Moreover, he must keep himself free from all those perturbations of mind which not only weaken energy, but darken and confuse the inductive faculty; from haste and laziness, from melancholy, testiness, pride, and all the passions which make men see only what they wish to see. Of solemn and scrupulous reverence for truth; of the habit of mind which regards each fact and discovery, not as our own possession, but as the possession of its Creator, independent of us, our tastes, our needs, or our vain-glory, I hardly need to speak; for it is the very essence of a nature’s faculty—the very tenure of his existence: and without truthfulness science would be as impossible now as chivalry would have been of old.

And last, but not least, the perfect naturalist should have in him the very essence of true chivalry, namely, self-devotion; the desire to advance, not himself and his own fame or wealth, but knowledge and mankind.

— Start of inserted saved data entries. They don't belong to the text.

Issue #1579, opened 2023-02-21
Improve images in section on naming repeats for better navigation


lognaturel:
https://github.com/getodk/docs/pull/1574

PR #1580, opened 2023-02-21
Add paragraphs and image spacing

yanokwa:
Follow up on #1574.

docs


lognaturel:
You're happy with that? I filed #1579 and was thinking I'd show the whole phone after all but if you're ok with this we can close the issue.

lognaturel (approved):

PR #1596, opened 2023-04-05
Updated 'Form metadata settings'

grzesiek2010:
I've updated [Form metadata settings](http://localhost:8000/collect-settings/#form-metadata-settings) according to the current state of ODK Collect. It looks like [Metadata](http://localhost:8000/form-question-types/#metadata) does not require any changes.


lognaturel (approved):
Thank you!

PR #1598, opened 2023-04-11
Remove Google Drive/Sheets

yanokwa:
I made sure everything rendered properly. I also search for Drive, Sheets, Google to find candidates for removal/edits.

### DIFF
--- a/docs/collect-import-export.rst
+++ b/docs/collect-import-export.rst
@@ -144,14 +144,12 @@ Here are the keys for all settings and the set of values they can take:
     "general" : {
 
       // Server
-      "protocol": {"odk_default", "google_sheets"},
+      "protocol": {"odk_default"},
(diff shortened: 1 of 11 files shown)


docs/collect-import-export.rst
```diff
@@ -144,14 +144,12 @@ Here are the keys for all settings and the set of values they can take:
     "general" : {
 
       // Server
-      "protocol": {"odk_default", "google_sheets"},
+      "protocol": {"odk_default"},
```
yanokwa, line 147: Will we still have protocol going forward? And will it be an array.

lognaturel: We will leave it for backwards-compatibility I imagine. Maybe we can remove it from docs, though.

lognaturel (approved):

PR #1661, opened 2023-09-25
Add docs about enabling Single Sign-on in Central

lognaturel:
Replaces https://github.com/getodk/docs/pull/1657, closes https://github.com/getodk/docs/issues/1633

Looking at it again, I noticed a key piece of information was missing: the redirect URL! I have added that.

I also added links to different identity providers' instructions. I believe they are all clear enough that we don't need to maintain our own. We can decide to do more depending on user feedback.

In https://github.com/getodk/docs/pull/1657#issuecomment-1732098592 I mentioned splitting this off into its own page. I played around with it but I realized that it's a separate question that applies to a lot of existing resources. I decided not to address it now.


lognaturel:
@ktuite I think this just needs a last sanity check to make sure all the info is there and that there aren't any glaring mistakes. Thanks!

ktuite (approved):
Looks good to me! 

Regarding the comment about moving it to a different SSO section, I think that would be nice to do someday. I don't know how many people are going to be looking for SSO in the docs right away, but it feels buried right now since it doesn't show up in the sidebar index... but maybe that's fair -- it is a customization option that is at a similar level to setting up custom certificates, databases, etc.

lognaturel:
> it is a customization option that is at a similar level to setting up custom certificates, databases, etc.

Right! I go back and forth between wanting to break all of these out and feeling like it's nice to have a more linear path through. It really depends on whether you're coming in for the first time or looking to update an existing server.

PR #1663, opened 2023-09-26
remove autogenerated rst files

sadiqkhoja:
Not sure how these files were added back by https://github.com/getodk/docs/pull/1645 even though these are git-ignored


lognaturel:
Fascinating! That makes sense -- I didn't have the .gitignore locally in that branch so the changes were pushed. Oof, that's something to be really careful about if using gitignore to protect credentials, for example.

lognaturel (approved):

PR #1665, opened 2023-09-28
Compress top level TOC, improve cli code blocks

### LINKED ISSUE #1649: Remove contributing to ODK docs and glossary
I question the usefulness of these docs. Leaving them in place means it's something that we have to keep up-to-date and is a visual distraction for users.

lognaturel:
Closes  #1649

The primary goal of this PR is to reduce the length of the TOC visible in the sidebar. The form design section in particular had gotten so long that it felt very disorganized to me. It also meant that when on a page low in the TOC, related TOC elements would always be off screen.

We also ended up with some pages that felt in the wrong place or didn't make sense at all (JavaRosa). Things should feel more organized now.

I'm doing this as a precursor to bringing some more Enketo web form docs in.

While doing that, I noticed that many CLI code blocks used the console type which is less attractive than `bash` so I changed it. I also fixed some stale Apiary links.


yanokwa:
Renames
* Integrating With Collect -> ODK Collect API (I'd also rename the file)
* ODK XForms spec -> ODK XForms Spec
* Launching External Apps -> External Apps (I'd also rename the file)
* Form Building -> Form Design
* training.rst -> additional-resources.rst

Remove Contributing and Glossary from top level

yanokwa (approved):
LGTM

PR #1666, opened 2023-09-29
Update URLs of API docs in user docs

sadiqkhoja:

Removed references to apiary

### DIFF
--- a/docs/central-backup.rst
+++ b/docs/central-backup.rst
@@ -18,7 +18,7 @@ Direct Backups via API
 
 .. warning::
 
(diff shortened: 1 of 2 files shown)


matthew-white:
Ah this is making me realize that we need to make this change in Frontend as well. There are a couple of links to Apiary. @sadiqkhoja, would you be up for making that change? I'd be happy to as well.

lognaturel (commented):
I snuck that in as a commit in https://github.com/getodk/docs/pull/1665!

Let's use relative links like I did there.

PR #1667, opened 2023-09-29
Replaced default search with Google

sadiqkhoja:
Default search is full of issues: https://github.com/sphinx-doc/sphinx/labels/html%20search

I think Google search is our best bet.

I have created a rst page to show the results but didn't add it in `toc` so build throws `checking consistency...  getodk-docs/docs/google-search.rst: WARNING: document isn't included in any toctree`. Is there any better way? or is it ok to ignore this warning. (if we go with this route then we need to add this page to ignore list of robot.txt)

Google provides many layouts, I am using "result only", which gives us ability to use custom search box and show results in a separate page. The reason to choose this approach is that default search-box of Google doesn't match our theme, especially it contains search button that takes significant space. And I am trying to avoid hacky customization.

Alternative approach is to use "overlay" layout, which shows search result in a modal box. That way we won't need a separate search rst page.

 nb: I have created "Programmable Search Engine" under my getodk account to generate `cx`. Is that okay or another account should be used?
https://programmablesearchengine.google.com/u/4/controlpanel/all

- Google search result doesn't respect dark/light switch - need to write css for that

image

### DIFF
--- a/docs/_templates/sidebar/search.html
+++ b/docs/_templates/sidebar/search.html
@@ -1,0 +1,4 @@
+<form class="sidebar-search-container" method="get" action="../google-search/" role="search">
+   <input class="sidebar-search" placeholder="Search" name="q" aria-label="Search" autocomplete="off">
+ </form>
+<div>
--- a/docs/google-search.rst
+++ b/docs/google-search.rst
@@ -1,0 +1,9 @@
+Search Results
+================
+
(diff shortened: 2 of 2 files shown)


sadiqkhoja:
Google search is full of ads in free version and paid plan is $5 per 1K searches, which is too expansive. Need to do something to the sphinx search

PR #1680, opened 2023-10-23
Add XLSForm tutorial

lognaturel:
Goal is for this to be as concise as possible while exposing someone who follows it to the major building blocks. We don't want to explain anything at this point, we just want someone to go through the process.


lognaturel:
Replaced by #1687

PR #1686, opened 2023-10-25
Add pyODK link

yanokwa:
I thought it'd be helpful to surface pyODK. Maybe it should be under the ODK Central API docs?


lognaturel (approved):
I initially wanted this to be linked from a section about API wrappers but it's a thing we maintain so I think it makes sense to surface more prominently after all.

PR #1692, opened 2023-10-26
Read API Spec location from ENV variable

sadiqkhoja:


alxndrsn:
Used in https://github.com/getodk/central-backend/pull/1039

PR #1694, opened 2023-11-02
Update Collect screens

lognaturel:
Updates Collect screenshots in project and form management pages.

I tried to keep the structural and content changes minimal but I did want to at least bring the existing content up-to-date.


alyblenkin (approved):
I think the new images look great! I would love to change the red circles and arrows because it always makes me think something is wrong when I see red. That being said, they are high-contrast and grab your attention.

PR #1700, opened 2023-11-13
Reduce width of device screenshots

lognaturel:
Reducing device screenshot width to 365px from 400px means two can go side-by-side with a screen width of 1500px. Prior to this change, screenshots would always appear vertically stacked on most laptop screens.

### DIFF
--- a/docs/_static/css/custom.css
+++ b/docs/_static/css/custom.css
@@ -28,7 +28,7 @@
 }
 
 .device-screen-vertical {
-    width: 400px;
+    width: 365px;
 }
 
 table.schema-table-wrap {


alyblenkin:
@lognaturel Is there a way for me to see this change visually? I also don't need to because it makes sense!

lognaturel:
I just realized that you can get the artifacts from the build the same way you do in Collect! You should be able to "Show all checks", "Details", and then click on the artifacts tab. In this case, https://output.circle-artifacts.com/output/job/ae813766-c860-4d02-90ab-77876aac1109/artifacts/0/docs/_build/dirhtml/collect-filling-forms/index.html is a good page to see the change on.

lognaturel:
I wonder whether I can make this responsive... should be possible, I think! Let me take a look.

alyblenkin:
> I just realized that you can get the artifacts from the build like in Collect! You should be able to "Show all checks", "Details", and then click on the artifacts tab. In this case, https://output.circle-artifacts.com/output/job/ae813766-c860-4d02-90ab-77876aac1109/artifacts/0/docs/_build/dirhtml/collect-filling-forms/index.html is a good page to see the change on.

Amazing! I would not have guessed that link. I tried the first few and thought I couldn't view it the same way as Collect, but this is great news. And showing the images side-by-side looks great.

alyblenkin (approved):

lognaturel:
I briefly tried to think of a good way to make the size responsive but I don't have a good solution off the top of my head so let's merge this initial improvement and come back to it. My ideal would be for images to be 49% of the container width until a certain threshold when they become 100% and stack.

PR #1701, opened 2023-11-13
Improve wording around finalization

lognaturel:
@alyblenkin mentioned that "mark as finalized" doesn't make as much sense now with the Finalize/Send button.


lognaturel:
Thanks @alyblenkin!

PR #1729, opened 2024-01-11
Add Entities tutorial

lognaturel:
This is a detailed tutorial in the style of https://docs.getodk.org/xlsform-first-form/ for building an entity-based workflow involving two forms and one entity list. It shows entity creation and updates. This is the example developed in this video: https://m.youtube.com/watch?v=919SIU41UQA

[See it built](https://output.circle-artifacts.com/output/job/dee502f9-256b-49a6-9361-7a5e4fb417b6/artifacts/0/docs/_build/dirhtml/tutorial-community-problems/index.html)

Questions for review:
- Does it need more visuals/screenshots?
- Is it detailed enough to be followed by someone who hasn't created an entity-based form before?
- How is the level of explanation? Too much for a tutorial? Not enough to be transferable/useful?


alyblenkin:
@lognaturel the video doesn't seem to be working. Does it work for you @yanokwa?

lognaturel:
I posted the Studio link. Updated it to the public one, does that work?

alyblenkin:
> Does it need more visuals/screenshots?

We could add more visuals to the doc, but I don't think it is missing anything right now. When you started talking about the workflow, I thought we could have a little diagram so it is more visual, but this is not a dealbreaker. And we could always add this later!

> Is it detailed enough to be followed by someone who hasn't created an entity-based form before?

There is enough detail, but the next step is for me to try it! I was going to do this next week so I could finish up a few other things with the website and scheduling interviews, but I can pause that if you think we need to do this first. 

> How is the level of explanation? Too much for a tutorial? Not enough to be transferable/valuable?

The video intro is helpful. The workflow is easy to understand and relatable. I like how you frame this behind-the-scenes video and that it will be long and you'll make mistakes. It lowers the barrier and makes it more approachable. It will likely make someone feel less intimidated to test Entities themselves. The intro and framing in the doc look good too. I don't think we need more explanation up front. We should add a link to this video, but maybe that's your plan!

Other notes:
- I only watched some of it as you said, but the first point of confusion for me was the titles of the resources because it was hard to see how they were connected. Initially, I thought the doc was about reporting problems in the ODK community rather than the tutorial scenario. Of course, this becomes very clear when you start reading and see the tutorial pill, but it might be good to link the titles more so I know they are connected. People might have multiple tabs open or return to them later and need help understanding the connection between them. Maybe something like "Entities: building a form to report & resolve problems" or maybe "Incident report & resolution with Entities" as we had for the cover image.
- Is the idea that we would have a shorter tutorial following the docs exactly without the longer explanation (just cut down your video?). Now that I watched the end bit, you're asking for feedback!
- Do you think we should link the tutorial to the YouTube description?It depends on the sequence of when we release them.?

lognaturel:
> I thought we could have a little diagram so it is more visual

Yes, please! If you have a chance to do that before Tues, let's include it, otherwise let's add it later.

> We should add a link to this video

You think so? It feels a little rough for that to me but maybe we could put it somewhere in the text with an explanation.

> titles of the resources

Yes, good point, I'll think more about unifying that. I think we should probably drop the "incident" word since it's not used inside any of the resources.

> that we would have a shorter tutorial

I was thinking we can put out the text and the behind the scenes video on Tuesday and say we could do a more polished video if there's demand. I'm not sure how helpful it would really be. I also think it depends on your experience when trying it out from text.

> Do you think we should link the tutorial to the YouTube description?

Yes, definitely. Let's get both out on Tuesday.

alyblenkin:
> Yes, please! If you have a chance to do that before Tues, let's include it, otherwise let's add it later.

No problem, I can create that diagram today. Do you still want me to test it as well?

> We should add a link to this video
> You think so? It feels a little rough for that to me but maybe we could put it somewhere in the text with an explanation.

I think it's OK if it's a little rough. I think it would be helpful for discoverability. We could put it at the end of the doc and make it clear that it's a behind-the-scenes video. 

Future thinking: it would be really cool for people could indicate if the found it helpful or not, like GitHub.
Screenshot 2024-01-15 at 9 10 05 AM

alyblenkin:
First draft! Let me know what you think Entity updates workflow

alyblenkin:
I tested the tutorial, but I got a little confused. I made some notes in our 1:1 doc to come back to tomorrow. I'm sure I'm missing one small thing that's not allowing me to test the entire workflow.

lognaturel:
@alyblenkin and @yanokwa this is ready for final review.

alyblenkin:
@lognaturel Looks good - I like the new additions. 

Did you decide not to call it "Entities updates tutorial"?

lognaturel:
I should have flagged that. In the sidebar, I think "Entities tutorial" is the most helpful at the moment given the current organization. In general, the tutorial is not very specifically focused on updates, it's really about building an end-to-end workflow supported by Entities. Maybe I should still title the page "Entity updates tutorial".

The reason I had originally called the document `Capture and resolve a community's problems with Entities` was with the thought that we might have several workflows written up this way. But of course it's a mouthful.

I will think a bit more about it and also consult @yanokwa

alyblenkin:
> I should have flagged that. In the sidebar, I think "Entities tutorial" is the most helpful at the moment given the current organization. In general, the tutorial is not very specifically focused on updates, it's really about building an end-to-end workflow supported by Entities. Maybe I should still title the page "Entity updates tutorial".

Ah yes, that makes sense! That's actually why I used the word 'workflow' in the graphic as well. I also just spoke with a user who is very keen to see more resources like this and how entities work with different types of workflows, so I could see a series being very helpful to folks.

yanokwa (approved):

PR #1535, opened 2017-05-03
[RFC] api extension: lxc_config_item_is_supported()

brauner:
This adds lxc_config_item_is_supported() as API extension. It allows to check
whether a given config item (e.g. lxc.autodev) is supported by this LXC
instance. The function is useful in the following scenarios:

He should have this great virtue; and in spite of many shortcomings (for what man is there who liveth and sinneth not?), naturalists as a class have it to a degree which makes them stand out most honourably in the midst of a self-seeking and mammonite generation, inclined to value everything by its money price, its private utility. The spirit which gives freely, because it knows that it has received freely; which communicates knowledge without hope of reward, without jealousy and rivalry, to fellow-students and to the world; which is content to delve and toil comparatively unknown, that from its obscure and seemingly worthless results others may derive pleasure, and even build up great fortunes, and change the very face of cities and lands, by the practical use of some stray talisman which the poor student has invented in his laboratory;—this is the spirit which is abroad among our scientific men, to a greater degree than it ever has been among any body of men for many a century past; and might well be copied by those who profess deeper purposes and a more exalted calling, than the discovery of a new zoophyte, or the classification of a moorland crag.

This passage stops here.